Saved data entries
◆ ◆ ◆

PR #49, opened 2026-04-22
feat(scopes): drive request_scoped_token from live /rbac/scopes (DT-134)

stwilt:
- Replace hand-rolled {read,create,update,delete,*} validator with live GET /rbac/scopes fetch; cache the grantable set per MCP session via ctx.set_state
- Add list_grantable_scopes tool so agents can enumerate their role's grantable scope set instead of discovering it via validation errors
- Fix drift: PLAT-903 sub-action scopes (pipelineinstance:start|stop, groundtruth:trigger|upload|get-status|get-template-params) were rejected at the MCP layer despite being in policies.csv — now accepted when the caller's role covers them
- Graceful degradation when /rbac/scopes is unavailable: elicitation returns a loud error with the upstream status and detail; never silently falls back to a stale list (DT-134 acceptance)
- Clean up _SERVER_INSTRUCTIONS and request_scoped_token docstring: drop the stale '*:read' examples and the 'read,create,update,delete,*' enumeration that predate PLAT-903, point agents at list_grantable_scopes instead
- tests/conftest.py autouse fixture stubs get_or_fetch_grantable in the openfilter_mcp.server binding only, so existing tests stay green without per-test HTTP mocks while test_scopes.py still exercises the real code

Closes [DT-134](https://plainsight-ai.atlassian.net/browse/DT-134)

[DT-134]: https://plainsight-ai.atlassian.net/browse/DT-134?atlOrigin=eyJpIjoiNWRkNTljNzYxNjVmNDY3MDlhMDU5Y2ZhYzA5YTRkZjUiLCJwIjoiZ2l0aHViLWNvbS1KU1cifQ

### DIFF
--- a/src/openfilter_mcp/scopes.py
+++ b/src/openfilter_mcp/scopes.py
@@ -1,0 +1,102 @@
+"""Role-filtered RBAC scope introspection via plainsight-api GET /rbac/scopes.
+
+Used by request_scoped_token to validate elicitation against the authoritative
+scope set rather than a hand-rolled list that drifts from policies.csv.
+"""
+
+from __future__ import annotations
+
+import difflib
+from typing import Any
+
+import httpx
+from fastmcp.server.context import Context
+
+GRANTABLE_SCOPES_KEY = "rbac_grantable_scopes"
+
+
+class ScopesUnavailable(RuntimeError):
+    """Raised when GET /rbac/scopes fails. Elicitation refuses to proceed
+    rather than silently falling back to stale data (DT-134 acceptance)."""
+
+    def __init__(self, status: int | None, detail: str) -> None:
+        self.status = status
+        self.detail = detail
+        super().__init__(f"/rbac/scopes unavailable (status={status}): {detail}")
+
+
+async def fetch_grantable_scopes(client: httpx.AsyncClient) -> list[str]:
+    """GET /rbac/scopes; return the caller's grantable scope-value list.
+
+    Raises ScopesUnavailable on any non-2xx response, transport error, or
+    malformed body.
+    """
+    try:
+        resp = await client.get("/rbac/scopes")
+    except httpx.HTTPError as e:
+        raise ScopesUnavailable(None, f"transport error: {e}") from e
+
+    if resp.status_code // 100 != 2:
+        detail = resp.text[:500] if resp.text else "(empty body)"
+        raise ScopesUnavailable(resp.status_code, detail)
+
+    try:
+        body = resp.json()
+    except ValueError as e:
+        raise ScopesUnavailable(resp.status_code, f"non-JSON body: {e}") from e
+
+    scopes = body.get("scopes") if isinstance(body, dict) else None
+    if not isinstance(scopes, list):
+        raise ScopesUnavailable(resp.status_code, f"missing 'scopes' list in body: {body!r}")
+
+    values: list[str] = []
+    for entry in scopes:
+        if not isinstance(entry, dict) or not isinstance(entry.get("value"), str):
+            raise ScopesUnavailable(resp.status_code, f"malformed scope entry: {entry!r}")
+        values.append(entry["value"])
+    return values
+
+
+def is_scope_granted(requested: str, grantable: set[str]) -> bool:
+    """Does `grantable` cover `requested`?
+
+    - '*:*' in grantable covers any well-formed request.
+    - '<res>:*' in grantable covers '<res>:<any_action>'.
+    - Exact match always succeeds.
+    - A wildcard request ('*:*', '<res>:*') is only granted when that exact
+      wildcard (or a broader one) is in grantable — concrete tuples never
+      compose up to a wildcard.
+    """
+    if requested in grantable:
+        return True
+    parts = requested.split(":", 1)
+    if len(parts) != 2 or not parts[0] or not parts[1]:
+        return False
+    res, act = parts
+    if "*:*" in grantable:
+        return True
+    if res == "*" or act == "*":
+        return False
+    return f"{res}:*" in grantable
+
+
+def suggest_grantable(requested: str, grantable: set[str]) -> str | None:
+    """Closest match for a rejected scope (difflib, cutoff 0.6). None if
+    nothing is close enough."""
+    if not grantable:
+        return None
+    matches = difflib.get_close_matches(requested, grantable, n=1, cutoff=0.6)
+    return matches[0] if matches else None
+
+
+async def get_or_fetch_grantable(ctx: Context, client: httpx.AsyncClient) -> set[str]:
+    """Return the caller's grantable scopes, fetching once per MCP session.
+
+    Failures are not cached — subsequent calls retry the fetch.
+    """
+    cached: Any = await ctx.get_state(GRANTABLE_SCOPES_KEY)
+    if cached is not None:
+        return set(cached)
+    scopes = await fetch_grantable_scopes(client)
+    await ctx.set_state(GRANTABLE_SCOPES_KEY, scopes)
+    return set(scopes)
--- a/src/openfilter_mcp/scopes.py
+++ b/src/openfilter_mcp/scopes.py
@@ -121,6 +121,45 @@ def is_scope_granted(requested: str, grantable: set[str]) -> bool:
     return f"{res}:*" in grantable
 
 
+def classify_rejection(requested: str, grantable: set[str]) -> str:
+    """Explain *why* a rejected scope failed validation.
+
+    Disambiguates the four failure modes an agent typically hits — malformed
+    shape, unknown resource, unknown action under a known resource, or a
+    wildcard request that needs a wildcard grant — so the error message points
+    at the half that's actually wrong instead of one generic "not granted"
+    blob. Caller is responsible for first checking is_scope_granted; this
+    function assumes the request was already rejected.
+    """
+    parsed = parse_scope(requested)
+    if parsed is None:
+        return f"expected 'resource:action'; got {requested!r}"
+    res, act = parsed
+
+    # Decompose the grantable set once. parse_scope filters out any malformed
+    # entries defensively (fetch_grantable_scopes already validates shape, but
+    # this keeps the classifier honest if it's ever called with an ad-hoc set).
+    pairs = [p for p in (parse_scope(g) for g in grantable) if p is not None]
+    granted_resources = {r for r, _ in pairs}
+
+    # Wildcard requests fail for a different reason than concrete typos: the
+    # user is asking to escalate to a wildcard grant they don't hold. Surface
+    # that directly rather than reporting "unknown action '*'".
+    if res == "*" and act == "*":
+        return "admin scope; requires '*:*' in your grantable set"
+    if act == "*":
+        return f"wildcard action; requires {res!r}:* or '*:*' in your grantable set"
+    if res == "*":
+        return "cross-resource wildcard; requires '*:*' in your grantable set"
+
+    if res not in granted_resources:
+        known = sorted(granted_resources)
+        return f"unknown resource {res!r} (known resources: {known})"
+
+    actions = sorted({a for r, a in pairs if r == res})
+    return f"unknown action {act!r} for resource {res!r} (granted actions: {actions})"
+
+
 def suggest_grantable(requested: str, grantable: set[str]) -> str | None:
     """Closest match for a rejected scope (difflib, cutoff 0.6). None if
     nothing is close enough."""
@@ -134,13 +173,13 @@ def suggest_grantable(requested: str, grantable: set[str]) -> str | None:
 
 
 async def get_or_fetch_grantable(ctx: Context, client: httpx.AsyncClient) -> set[str]:
-    """Return the caller's grantable scopes, fetching once per MCP request.
+    """Return the caller's grantable scopes, fetching once per MCP session.
 
-    Failures are not cached — subsequent calls retry the fetch.
+    Successes are stored via ctx.set_state with the default serializable=True,
+    which routes them through fastmcp's pydantic-backed session store — so the
+    cache lives for the session, not just the current request. Failures are
+    not cached; subsequent calls retry the fetch.
     """
-    # `client` is the shared server-identity httpx client, so the grantable
-    # set it returns is effectively process-global even though this cache is
-    # keyed per-request via ctx.get_state/set_state.
     cached: Any = await ctx.get_state(GRANTABLE_SCOPES_KEY)
     if cached is not None:
         return set(cached)
--- a/src/openfilter_mcp/scopes.py
+++ b/src/openfilter_mcp/scopes.py
@@ -59,11 +59,21 @@ async def fetch_grantable_scopes(client: httpx.AsyncClient) -> list[str]:
     # failures (missing 'scopes' key, HTTP error, non-JSON body) still raise
     # ScopesUnavailable above.
     values: list[str] = []
-    for entry in scopes:
+    skipped = 0
+    for idx, entry in enumerate(scopes):
         if not isinstance(entry, dict) or not isinstance(entry.get("value"), str):
-            logger.warning("Skipping malformed /rbac/scopes entry: %r", entry)
+            logger.warning(
+                "Skipping malformed /rbac/scopes entry at index %d: %r", idx, entry
+            )
+            skipped += 1
             continue
         values.append(entry["value"])
+    if skipped:
+        logger.warning(
+            "/rbac/scopes: %d of %d entries skipped due to malformed shape",
+            skipped,
+            len(scopes),
+        )
     return values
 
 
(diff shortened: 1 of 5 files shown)


shingonoide (commented):
Clean implementation — validation driven by live `/rbac/scopes` instead of the hand-rolled `valid_actions` set correctly fixes the drift bug against `policies.csv` sub-actions. `ScopesUnavailable` refusing rather than falling back to a stale list matches the DT-134 AC. `is_scope_granted` rules (concrete tuples don't compose up to wildcards) are well-tested and match what the backend enforces.

A few small things, none blocking:

1. **`tests/conftest.py:stub_grantable_scopes_in_server` is autouse with `return_value={"*:*"}`.** Every server test now runs against an admin-equivalent grantable set — so any test that should assert a validation *rejection* on a non-admin role would silently pass. Related: the `try/except (ImportError, AttributeError)` around the patch (lines 28/34-35) silently yields if the target symbol gets renamed or moved — in which case every test starts hitting real HTTP without a signal. Consider making this an opt-in fixture, narrowing the default to a concrete read-only set so rejection paths stay exercised, or at least dropping the bare try/except so a missing target fails loud.

2. **`if ":" not in s or not all(s.split(":", 1)):`** (`server.py:783`) works but is slightly opaque. `res, _, act = s.partition(":"); if not res or not act:` reads more directly. Side note: with `maxsplit=1` a scope like `"a:b:c"` splits to `["a","b:c"]`, passes this check, and then gets evaluated against `is_scope_granted` — so a stray colon in the action slips past validation. Low sev (the grantable set is authoritative) but worth tightening the shape-check.

No concerns on the new `list_grantable_scopes` tool, the `ctx.set_state` cache-once-per-session pattern (failures aren't cached — good), or the docs updates (`*:read` shorthand removal is correct — policies.csv doesn't emit it).

tests/conftest.py
```diff
@@ -15,3 +15,21 @@ def allow_unscoped_token_in_tests():
...
+    test_scopes.py import from openfilter_mcp.scopes and are unaffected.
+    """
+    try:
+        with patch(
+            "openfilter_mcp.server.get_or_fetch_grantable",
+            new=AsyncMock(return_value={"*:*"}),
+        ):
+            yield
+    except (ImportError, AttributeError):
+        yield
```
lucasmundim: nit: If `get_or_fetch_grantable` is renamed or moved in a future refactor, this fixture silently degrades — existing tests lose the stub without any signal. They'd then either make real HTTP calls (if a client exists) or fail cryptically far from the root cause.

Consider asserting the attribute exists before patching, or at least logging a warning in the except branch so you get a heads-up instead of a silent no-op.

tests/test_scopes.py
```diff
@@ -0,0 +1,207 @@
...
+
+    def test_sub_action_scopes(self):
+        # The drift bug this ticket fixes: sub-actions like 'start', 'trigger',
+        # 'upload' must be accepted when present in the grantable set.
+        assert is_scope_granted(
+            "pipelineinstance:start",
+            {"pipelineinstance:start", "pipelineinstance:stop"},
+        )
+        assert is_scope_granted("groundtruth:trigger", {"groundtruth:trigger"})
+        assert is_scope_granted("groundtruth:upload", {"groundtruth:*"})
```
lucasmundim, line 124: nit: The function has specific branch logic for wildcard resources (`if res == "*": return False` at scopes.py:78), but no test exercises requests like `*:read`. This matters because the `_SERVER_INSTRUCTIONS` explicitly call out that `*:read` doesn't exist in the live scope set. Two assertions would document the contract:

```python
def test_cross_resource_wildcard_requires_admin(self):
    assert is_scope_granted("*:read", {"*:*"})
    assert not is_scope_granted("*:read", {"project:read", "filterpipeline:read"})
```

src/openfilter_mcp/server.py
```diff
@@ -736,24 +768,27 @@ async def request_scoped_token(
...
-                    if suggestions:
-                        hint = f"did you mean: {', '.join(suggestions)}?"
-                        errors.append(f"{s} (unknown resource '{resource}', {hint})")
+                if not is_scope_granted(s, grantable):
+                    hint = suggest_grantable(s, grantable)
+                    if hint:
+                        errors.append(f"{s} (not in your grantable scope set; did you mean '{hint}'?)")
                     else:
-                        errors.append(f"{s} (unknown resource '{resource}', available: {', '.join(sorted(valid_resources))})")
+                        errors.append(f"{s} (not in your grantable scope set)")
```
lucasmundim: nit (minor trade-off, not blocking): Old code gave targeted messages: `"unknown action 'frobnicate'"` vs `"unknown resource 'filter_pipeline'"`. The new code conflates both into `"not in your grantable scope set"`. The `suggest_grantable` difflib hint partially compensates, but for truly novel typos (e.g., a valid resource with a completely wrong action), the user doesn't know *which half* is wrong.

The correctness benefit clearly outweighs this, just calling it out.

src/openfilter_mcp/scopes.py
```diff
@@ -0,0 +1,102 @@
...
+        return False
+    return f"{res}:*" in grantable
+
+
+def suggest_grantable(requested: str, grantable: set[str]) -> str | None:
+    """Closest match for a rejected scope (difflib, cutoff 0.6). None if
+    nothing is close enough."""
+    if not grantable:
+        return None
+    matches = difflib.get_close_matches(requested, grantable, n=1, cutoff=0.6)
```
lucasmundim: nit: `difflib.get_close_matches` iterates `grantable`, whose order as a `set` is arbitrary. If two scopes are equidistant from the requested string, which one is suggested depends on iteration order. Practically unlikely to matter (cutoff=0.6, n=1), but passing `sorted(grantable)` would make suggestions deterministic across runs.

src/openfilter_mcp/scopes.py
```diff
@@ -0,0 +1,102 @@
...
+async def fetch_grantable_scopes(client: httpx.AsyncClient) -> list[str]:
+    """GET /rbac/scopes; return the caller's grantable scope-value list.
+
+    Raises ScopesUnavailable on any non-2xx response, transport error, or
+    malformed body.
+    """
+    try:
+        resp = await client.get("/rbac/scopes")
+    except httpx.HTTPError as e:
+        raise ScopesUnavailable(None, f"transport error: {e}") from e
```
lucasmundim, line 47: nit: `httpx.HTTPError` covers both `RequestError` (transport) and `HTTPStatusError` (raised by `raise_for_status`). The client from `create_authenticated_client` doesn't configure `raise_for_status`, so in practice only `RequestError` fires here. But if someone later adds `event_hooks={"response": [raise_for_status]}` to the client, this catch would swallow status errors as "transport errors" with `status=None`, shadowing the real HTTP status code.

Using `httpx.RequestError` would be more precise.

lucasmundim (commented):
## Review

Well-structured PR. The core design is sound — the old validator was a maintenance liability since any new sub-action scope (like `pipelineinstance:start`) required an MCP release. The new approach delegates scope authority to the API where it belongs. The "fail loud, never fall back" policy for `/rbac/scopes` unavailability is the right call.

All 369 tests pass.

### Things done well

- **Clean module boundary**: `scopes.py` is self-contained with no reverse dependency on server internals
- **Failure-is-not-cached**: `get_or_fetch_grantable` only caches successes — transient `/rbac/scopes` outages are retried on next call
- **Wildcard escalation prevention**: `is_scope_granted` correctly refuses to compose concrete scopes into wildcards
- **Test isolation**: Patching `openfilter_mcp.server.get_or_fetch_grantable` means `test_scopes.py` exercises real logic while other tests are unaffected
- **Docstring and `_SERVER_INSTRUCTIONS` updates**: Consistently removed stale `*:read` references, pointed agents at `list_grantable_scopes`
- **Sub-action scopes tested**: The drift bug (PLAT-903) that motivated this work is explicitly covered in `test_sub_action_scopes`

stwilt:
@shingonoide — thanks for the careful read. Both points addressed in the follow-up commits on this branch:

1. **`stub_grantable_scopes_in_server` silently degrading** — dropped the bare `try/except (ImportError, AttributeError)` so a missing patch target fails loudly now. Default return value of `{"*:*"}` kept as-is for this PR; tightening it (narrowing to a concrete read-only set / opt-in fixture) is a larger test-scaffolding change and I've kept it out of scope to keep the DT-134 diff focused. Filing as a follow-up. → [tests/conftest.py#L20-L37](https://github.com/PlainsightAI/openfilter-mcp/blob/794e8df44806fdc26bf672d30e1b63be72f74aa3/tests/conftest.py#L20-L37) · fix in `17f57bc`.

2. **Stray-colon slipping past the shape check** — good catch; the grantable set was indeed authoritative so the behavior wasn't wrong, but the shape check now rejects `a:b:c` at the door in both call sites. After a refactor pass in `794e8df` the shape rule lives in one place — `parse_scope(s) -> tuple[str, str] | None` — and both the server pre-check and `is_scope_granted` delegate to it, so there's only one spot to fix if the rule ever needs to change again. → [scopes.py#L85-L96](https://github.com/PlainsightAI/openfilter-mcp/blob/794e8df44806fdc26bf672d30e1b63be72f74aa3/src/openfilter_mcp/scopes.py#L85-L96) (helper), [server.py#L783-L796](https://github.com/PlainsightAI/openfilter-mcp/blob/794e8df44806fdc26bf672d30e1b63be72f74aa3/src/openfilter_mcp/server.py#L783-L796) (pre-check call site), [scopes.py#L99-L121](https://github.com/PlainsightAI/openfilter-mcp/blob/794e8df44806fdc26bf672d30e1b63be72f74aa3/src/openfilter_mcp/scopes.py#L99-L121) (is_scope_granted call site), regression test at [test_scopes.py#L104-L113](https://github.com/PlainsightAI/openfilter-mcp/blob/794e8df44806fdc26bf672d30e1b63be72f74aa3/tests/test_scopes.py#L104-L113) · fix in `f33bc6d`, consolidated in `794e8df`.

tests/conftest.py
stwilt: Agreed. Dropped the `try/except (ImportError, AttributeError)` entirely so the patch now fails loudly on a missing target — verified `openfilter_mcp.server.get_or_fetch_grantable` is imported at `server.py:54` and referenced at the two elicitation call sites, so there's no reason to keep a silent fallback. Left the `{"*:*"}` default alone for this PR — @shingonoide flagged it too and I've replied on his top-level review with a note that tightening the default is a follow-up.

→ [tests/conftest.py#L20-L37](https://github.com/PlainsightAI/openfilter-mcp/blob/794e8df44806fdc26bf672d30e1b63be72f74aa3/tests/conftest.py#L20-L37) · `17f57bc`

tests/test_scopes.py
stwilt: Added `test_cross_resource_wildcard_requires_admin` verbatim using your two assertions, with a comment tying it to the `_SERVER_INSTRUCTIONS` note that `*:read` is not a live shorthand. Also took the opportunity to add `test_extra_colon_in_action_rejected_by_wildcards` for the `a:b:c` case @shingonoide flagged — both live next to the existing wildcard tests.

→ [test_scopes.py#L90-L96](https://github.com/PlainsightAI/openfilter-mcp/blob/794e8df44806fdc26bf672d30e1b63be72f74aa3/tests/test_scopes.py#L90-L96) (your suggestion), [test_scopes.py#L104-L113](https://github.com/PlainsightAI/openfilter-mcp/blob/794e8df44806fdc26bf672d30e1b63be72f74aa3/tests/test_scopes.py#L104-L113) (stray-colon case) · `17f57bc`

src/openfilter_mcp/server.py
stwilt: Noted — intentionally keeping the unified message for now. The historical split ("unknown action" vs "unknown resource") was only possible because the old validator had a fixed bipartite grammar (`VALID_RESOURCES × VALID_ACTIONS`); the live scope set doesn't decompose cleanly (e.g. `pipelineinstance:start` is one of ~6 sub-actions only valid for that resource, and `*:*` / `<res>:*` don't fit a resource-vs-action taxonomy at all), so any attempt to say which half is wrong would either be heuristic or require reconstructing the old per-resource action inventory from `/rbac/scopes`. The `suggest_grantable` difflib hint covers the common typo case; happy to revisit if real usage shows the unified message confusing agents.

One small-but-real improvement did land alongside this: the malformed-shape branch emits `(expected 'resource:action')` separately from the "not in your grantable scope set" branch, which at least distinguishes "your scope is gibberish" from "your scope is valid but you don't have it." → [server.py#L783-L796](https://github.com/PlainsightAI/openfilter-mcp/blob/794e8df44806fdc26bf672d30e1b63be72f74aa3/src/openfilter_mcp/server.py#L783-L796)

src/openfilter_mcp/scopes.py
stwilt: Done — `sorted(grantable)` inside `get_close_matches`, with a comment noting hash randomization as the reason.

→ [scopes.py#L124-L133](https://github.com/PlainsightAI/openfilter-mcp/blob/794e8df44806fdc26bf672d30e1b63be72f74aa3/src/openfilter_mcp/scopes.py#L124-L133) · `17f57bc`

src/openfilter_mcp/scopes.py
stwilt: Narrowed to `httpx.RequestError`. Left an inline comment pointing at the exact hazard you described (future response-hook wiring `raise_for_status` and getting shadowed as `status=None`) so it stays on the radar if someone touches the client setup. `test_transport_error_raises_with_null_status` still covers the path (`httpx.ConnectError` is a `RequestError` subclass).

→ [scopes.py#L39-L47](https://github.com/PlainsightAI/openfilter-mcp/blob/794e8df44806fdc26bf672d30e1b63be72f74aa3/src/openfilter_mcp/scopes.py#L39-L47) · `17f57bc`

src/openfilter_mcp/scopes.py
```diff
@@ -0,0 +1,167 @@
...
+        return None
+    # sorted() for deterministic suggestions: set iteration order is
+    # hash-randomized, so when two candidates are equidistant, difflib would
+    # otherwise pick different winners across runs.
+    matches = difflib.get_close_matches(requested, sorted(grantable), n=1, cutoff=0.6)
+    return matches[0] if matches else None
+
+
+async def get_or_fetch_grantable(ctx: Context, client: httpx.AsyncClient) -> set[str]:
+    """Return the caller's grantable scopes, fetching once per MCP request.
```
lucasmundim: nit: This docstring says "once per MCP request," but the scopes themselves are stored via `ctx.set_state(key, scopes)` with the default `serializable=True`, which routes through fastmcp's pydantic-backed session store — so they persist across requests within a session. Only the lock (stored with `serializable=False`) is request-scoped.

The tool docstring on `list_grantable_scopes` ("cached for this MCP session") is the more accurate description. This one could say "once per MCP session" to match.

lucasmundim (approved):
## Re-review (4 new commits since initial review)

All 5 nits from my initial review are addressed:

- `httpx.HTTPError` narrowed to `httpx.RequestError` ✔️
- `sorted(grantable)` for deterministic difflib suggestions ✔️
- `test_cross_resource_wildcard_requires_admin` added ✔️
- Silent `try/except` guard in conftest removed — now fails loudly on rename/move ✔️
- Error message granularity acknowledged (correct trade-off) ✔️

The follow-up commits also add good improvements beyond the original review scope:

- **`parse_scope` extraction**: Single source of truth for the shape rule (exactly one `:` separating non-empty halves, no stray colons). Eliminates the subtle inconsistency where `is_scope_granted` and the server pre-check enforced slightly different rules.
- **Log-and-skip for per-entry malformation**: A single bad row from `/rbac/scopes` no longer nukes scope validation for the whole session. Structural failures (missing top-level key, HTTP error) still raise `ScopesUnavailable`.
- **Concurrent fetch dedup**: `asyncio.Lock` + double-checked cache in `get_or_fetch_grantable` ensures at most one `GET /rbac/scopes` in flight per request, even when `list_grantable_scopes` and `request_scoped_token` race on a cold cache.
- **`serializable=False` for the lock**: Correctly routes the non-serializable `asyncio.Lock` to the request-scoped dict instead of the pydantic-backed session store.

381 tests pass (12 new). Looks good to merge — one minor docstring nit below.

src/openfilter_mcp/scopes.py
stwilt: Good catch — the docstring was a holdover from before the lock landed and should always have said "session." Updated at [`src/openfilter_mcp/scopes.py` L175-L182](https://github.com/PlainsightAI/openfilter-mcp/blob/1c5fe06319a49c0c20e085d4f843f8cc8b79071a/src/openfilter_mcp/scopes.py#L175-L182) to match `list_grantable_scopes`'s wording and called out explicitly that successes go through the pydantic-backed session store while only the lock is request-scoped (`serializable=False`).

src/openfilter_mcp/server.py
stwilt: Coming back to this one — landed an explicit classifier (`classify_rejection`) that splits the four failure modes apart, so agents see *which half* is wrong:

- malformed shape → `expected 'resource:action'; got 'foo'`
- unknown resource → `unknown resource 'widget' (known resources: [...])`
- unknown action under a known resource → `unknown action 'delete' for resource 'filterpipeline' (granted actions: ['create', 'read'])`
- wildcard request without a wildcard grant → `wildcard action; requires 'filterpipeline:*' or '*:*' in your grantable set` (and the analogous `*:*` / `*:read` variants)

`suggest_grantable`'s difflib hint still composes on top — `unknown action 'raed'… did you mean 'filterpipeline:read'?` — so agents get both the structural reason and the fuzzy nudge.

Classifier lives at [`src/openfilter_mcp/scopes.py` L124-L160](https://github.com/PlainsightAI/openfilter-mcp/blob/1c5fe06319a49c0c20e085d4f843f8cc8b79071a/src/openfilter_mcp/scopes.py#L124-L160); the server validator now collapses to one helper call at [`src/openfilter_mcp/server.py` L783-L794](https://github.com/PlainsightAI/openfilter-mcp/blob/1c5fe06319a49c0c20e085d4f843f8cc8b79071a/src/openfilter_mcp/server.py#L783-L794) — dropped the `parse_scope` shape pre-check since the classifier returns the shape error itself, so the loop is one path instead of two layered checks. Covered by `TestClassifyRejection` (7 cases) at [`tests/test_scopes.py` L154-L209](https://github.com/PlainsightAI/openfilter-mcp/blob/1c5fe06319a49c0c20e085d4f843f8cc8b79071a/tests/test_scopes.py#L154-L209).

◆ ◆ ◆

## WORK INSTRUCTION
Only the lines with the string "logger" are wanted; pick them out of the records above and copy them.

## RESULT OF THE TASK
-            logger.warning("Skipping malformed /rbac/scopes entry: %r", entry)
+            logger.warning(
+        logger.warning(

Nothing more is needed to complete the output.